Growth failure in Prader-Willi syndrome is secondary to growth hormone deficiency.
Thacker MJ, Hainline B, St Dennis-Feezle L, Johnson NB, Pescovitz OH.
Department of Pediatrics, James Whitcomb Riley Hospital for Children, Indiana University Medical Center, Indianapolis, USA.
[ PubMed ]

Abstract: Growth failure is a recognized feature of the Prader-Willi syndrome (PWS). Despite evidence that hypothalamic dysfunction accompanies the syndrome, the etiology of this growth failure remains controversial because most patients with PWS are obese. In order to contribute to resolution of this controversy, we performed a retrospective analysis of 16 obese and non-obese PWS children. GH deficiency was diagnosed in 12 of the 16 subjects and occurred independently of weight status. All of the non-obese subjects were GH deficient. Of the 4 GH-sufficient children, 2 were moderately obese and 2 were morbidly obese.
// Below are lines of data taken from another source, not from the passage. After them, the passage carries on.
PR #569, opened 2026-03-19
Bug 2024613 - Closing Firefox logs out the user from Firefox Enterprise UX

jporter-dev:
## Summary

Builds upon #673 by replacing the simple single-checkbox prompt with a custom multi-checkbox prompt base on tab and pref logic.

- Adds `enterprise-close-dialog.xhtml` as custom prompt with multiple checkbox support. Modeled after `commonDialog`
- Adds custom localized signout text to the default prompt when quitting using shortcut (default true on MacOS)

## Links

- [Figma](https://www.figma.com/design/xYH6L8QrDz0Q16XFvdo7We/%F0%9F%A6%8A-Client-Design?node-id=1614-2058&p=f&m=dev)
- [Bugzilla](https://bugzilla.mozilla.org/show_bug.cgi?id=2024613)

- #674 
- #673 

## Screenshots

close-single-tab-both-checked

_Warn me about **both** - single tab_

close-multi-tab-both-checked

_Warn me about **both** - multiple tabs_

close-multi-tab-signOut-unchecked

_Warn me when **closing multiple tabs ONLY**_

close-multi-tab-tabs-unchecked

_Warn me about **signing out ONLY**_

ask-before-quitting

_Ask before quitting with shortcut (Cmd+Q)_

ask-before-quitting-multi-tab

_Ask before quitting with shortcut (Cmd+Q) with multiple tabs_

## Testing

Prefs that are toggled: 

- Signout warning: `enterprise.promptOnSignout`
- Multi tab warning: `browser.tabs.warnOnClose`
- Ask before quitting with shortcut: `browser.warnOnQuitShortcut`

1. `mach build`
2. `mach run`
3. Login with FELT
4. Verify all window close, signout paths, and pref combos display proper message and sign user out when closing
  - [ ] Close window with single tab open (both prefs checked)
  - [ ] Close window with single tab open (signout pref unchecked)
  - [ ] Close window with multiple tabs open (both prefs checked)
  - [ ] Close window with multiple tabs open (signout pref unchecked)
  - [ ] Close window with multiple tabs open (tab pref unchecked)
  - [ ] Close window with multiple tabs open (no prefs checked)
  - [ ] Signout using Enterprise Badge

### DIFF
--- a/browser/components/BrowserGlue.sys.mjs
+++ b/browser/components/BrowserGlue.sys.mjs
@@ -137,6 +137,13 @@ ChromeUtils.defineLazyGetter(lazy, "gBrowserBundle", function () {
   );
 });
 
+ChromeUtils.defineLazyGetter(lazy, "enterpriseLocalization", () => {
+  return new Localization(
+    ["browser/enterprise/enterprise.ftl", "branding/brand.ftl"],
+    true
+  );
+});
+
 // Seconds of idle time before the late idle tasks will be scheduled.
 const LATE_TASKS_IDLE_TIME_SEC = 20;
 // Time after we stop tracking startup crashes.
@@ -1661,7 +1668,7 @@ BrowserGlue.prototype = {
       checkboxLabelId = "tabbrowser-ask-close-tabs-checkbox";
     }
 
-    const [title, quitButtonLabel, checkboxLabel] =
+    let [title, quitButtonLabel, checkboxLabel] =
       win.gBrowser.tabLocalization.formatMessagesSync([
         titleId,
         quitButtonLabelId,
@@ -1674,6 +1681,23 @@ BrowserGlue.prototype = {
       [closeTabButtonLabel] = win.gBrowser.tabLocalization.formatMessagesSync([
         closeTabButtonLabelId,
       ]);
+    }
+
+    let message = null;
+
+    if (AppConstants.MOZ_ENTERPRISE && shouldWarnForShortcut) {
+      const titleStringId = showCloseCurrentTabOption
+        ? "enterprise-quit-shortcut-prompt-title-with-tabs"
+        : "enterprise-quit-shortcut-prompt-title";
+      const [entTitle, entMessage, entQuitButtonLabel] =
+        lazy.enterpriseLocalization.formatValuesSync([
+          titleStringId,
+          "enterprise-quit-shortcut-prompt-message",
+          "enterprise-quit-shortcut-prompt-primary-btn-label",
+        ]);
+      title = { value: entTitle };
+      message = entMessage;
+      quitButtonLabel = { value: entQuitButtonLabel };
     }
 
     let warnOnClose = { value: true };
@@ -1700,7 +1724,7 @@ BrowserGlue.prototype = {
     let buttonPressed = Services.prompt.confirmEx(
       win,
       title.value,
-      null,
+      message,
       flags,
       quitButtonLabel.value,
       null,
--- a/browser/components/BrowserGlue.sys.mjs
+++ b/browser/components/BrowserGlue.sys.mjs
@@ -1564,7 +1564,6 @@ BrowserGlue.prototype = {
         aCancelQuit.QueryInterface(Ci.nsISupportsPRBool).data = true;
         this._quitSource = "unknown";
       }
-      return;
     }
 
     // browser.warnOnQuit is a hidden global boolean to override all quit prompts.
--- a/browser/components/BrowserGlue.sys.mjs
+++ b/browser/components/BrowserGlue.sys.mjs
@@ -137,13 +137,6 @@ ChromeUtils.defineLazyGetter(lazy, "gBrowserBundle", function () {
   );
 });
 
-ChromeUtils.defineLazyGetter(lazy, "enterpriseLocalization", () => {
-  return new Localization(
-    ["browser/enterprise/enterprise.ftl", "branding/brand.ftl"],
-    true
-  );
-});
-
 // Seconds of idle time before the late idle tasks will be scheduled.
 const LATE_TASKS_IDLE_TIME_SEC = 20;
 // Time after we stop tracking startup crashes.
@@ -1566,6 +1559,7 @@ BrowserGlue.prototype = {
       }
       if (lazy.EnterpriseHandler.shouldShowClosePrompt()) {
         aCancelQuit.QueryInterface(Ci.nsISupportsPRBool).data = true;
+        this._quitSource = "unknown";
         const promptWindow = lazy.BrowserWindowTracker.getTopWindow({
           allowFromInactiveWorkspace: true,
         });
@@ -1692,15 +1686,19 @@ BrowserGlue.prototype = {
     let message = null;
 
     if (AppConstants.MOZ_ENTERPRISE && shouldWarnForShortcut) {
-      const [entTitle, entMessage, entQuitButtonLabel] =
-        lazy.enterpriseLocalization.formatValuesSync([
-          {
-            id: "enterprise-quit-shortcut-prompt-title",
-            args: { withTabs: showCloseCurrentTabOption ? "true" : "false" },
-          },
-          "enterprise-quit-shortcut-prompt-message",
-          "enterprise-quit-shortcut-prompt-primary-btn-label",
-        ]);
+      const l10n = new Localization(
+        ["browser/enterprise/enterprise.ftl", "branding/brand.ftl"],
+        true
+      );
+
+      const [entTitle, entMessage, entQuitButtonLabel] = l10n.formatValuesSync([
+        {
+          id: "enterprise-quit-shortcut-prompt-title",
+          args: { withTabs: showCloseCurrentTabOption ? "true" : "false" },
+        },
+        "enterprise-quit-shortcut-prompt-message",
+        "enterprise-quit-shortcut-prompt-primary-btn-label",
+      ]);
       title = { value: entTitle };
       message = entMessage;
       quitButtonLabel = { value: entQuitButtonLabel };
--- a/browser/components/BrowserGlue.sys.mjs
+++ b/browser/components/BrowserGlue.sys.mjs
@@ -1559,17 +1559,26 @@ BrowserGlue.prototype = {
 
     // When Firefox was launched by FELT, show a signout confirmation prompt
     // instead of the standard quit dialog.
-    if (
-      AppConstants.MOZ_ENTERPRISE &&
-      Services.felt?.isFeltBrowser() &&
-      lazy.EnterpriseHandler.isSignoutPromptEnabled()
-    ) {
-      const promptWindow = lazy.BrowserWindowTracker.getTopWindow({
-        allowFromInactiveWorkspace: true,
-      });
-      if (!lazy.EnterpriseHandler.showSignoutPrompt(promptWindow)) {
+    if (AppConstants.MOZ_ENTERPRISE && Services.felt?.isFeltBrowser()) {
+      if (lazy.EnterpriseHandler._skipSignoutPrompt) {
+        lazy.EnterpriseHandler._skipSignoutPrompt = false;
+        return;
+      }
+      if (
+        Services.prefs.getBoolPref("enterprise.prompt_on_signout", true) ||
+        Services.prefs.getBoolPref("browser.tabs.warnOnClose", false)
+      ) {
         aCancelQuit.QueryInterface(Ci.nsISupportsPRBool).data = true;
-        this._quitSource = "unknown";
+        const promptWindow = lazy.BrowserWindowTracker.getTopWindow({
+          allowFromInactiveWorkspace: true,
+        });
+        lazy.EnterpriseHandler.showSignoutPrompt(promptWindow).then(proceed => {
+          if (proceed) {
+            lazy.EnterpriseHandler._skipSignoutPrompt = true;
+            Services.startup.quit(Ci.nsIAppStartup.eAttemptQuit);
+          }
+        });
+        return;
       }
     }
 
--- a/browser/components/BrowserGlue.sys.mjs
+++ b/browser/components/BrowserGlue.sys.mjs
@@ -1564,21 +1564,7 @@ BrowserGlue.prototype = {
         lazy.EnterpriseHandler._skipSignoutPrompt = false;
         return;
       }
-      const warnOnSignout = Services.prefs.getBoolPref(
-        "enterprise.prompt_on_signout",
-        true
-      );
-      const warnOnCloseWithTabs = Services.prefs.getBoolPref(
-        "browser.tabs.warnOnClose",
-        false
-      );
-      let tabCount = 0;
-      for (let win of lazy.BrowserWindowTracker.orderedWindows) {
-        if (!win.closed && win.gBrowser) {
-          tabCount += win.gBrowser.openTabs.length;
-        }
-      }
-      if (warnOnSignout || (tabCount > 1 && warnOnCloseWithTabs)) {
+      if (lazy.EnterpriseHandler.shouldShowClosePrompt()) {
         aCancelQuit.QueryInterface(Ci.nsISupportsPRBool).data = true;
         const promptWindow = lazy.BrowserWindowTracker.getTopWindow({
           allowFromInactiveWorkspace: true,
--- a/browser/components/BrowserGlue.sys.mjs
+++ b/browser/components/BrowserGlue.sys.mjs
@@ -125,6 +125,15 @@ if (AppConstants.MOZ_CRASHREPORTER) {
   });
 }
 
+if (AppConstants.MOZ_ENTERPRISE) {
+  ChromeUtils.defineLazyGetter(lazy, "localization", () => {
+    return new Localization(
+      ["browser/enterprise/enterprise.ftl", "branding/brand.ftl"],
+      true
+    );
+  });
+}
+
 ChromeUtils.defineLazyGetter(lazy, "gBrandBundle", function () {
   return Services.strings.createBundle(
     "chrome://branding/locale/brand.properties"
@@ -1559,11 +1568,16 @@ BrowserGlue.prototype = {
         const promptWindow = lazy.BrowserWindowTracker.getTopWindow({
           allowFromInactiveWorkspace: true,
         });
-        lazy.EnterpriseHandler.showSignoutPrompt(promptWindow).then(proceed => {
-          if (proceed) {
-            Services.startup.quit(Ci.nsIAppStartup.eAttemptQuit);
-          }
-        });
+        lazy.EnterpriseHandler.showSignoutPrompt(promptWindow)
+          .then(proceed => {
+            if (proceed) {
+              Services.startup.quit(Ci.nsIAppStartup.eAttemptQuit);
+            }
+          })
+          .catch(e => {
+            console.error("Enterprise signout prompt failed, quitting:", e);
+            Services.startup.quit(Ci.nsIAppStartup.eForceQuit);
+          });
         return;
       }
     }
@@ -1681,19 +1695,15 @@ BrowserGlue.prototype = {
     let message = null;
 
     if (AppConstants.MOZ_ENTERPRISE && shouldWarnForShortcut) {
-      const l10n = new Localization(
-        ["browser/enterprise/enterprise.ftl", "branding/brand.ftl"],
-        true
-      );
-
-      const [entTitle, entMessage, entQuitButtonLabel] = l10n.formatValuesSync([
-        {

One of these children had clinical evidence of GH deficiency including a low IGF-1 level. Only one of the children had evidence of GH deficiency and a normal IGF-1 level, a pattern that could be attributable to obesity. We conclude that most short children with PWS have growth hormone deficiency and that this deficiency probably results from hypothalamic dysfunction.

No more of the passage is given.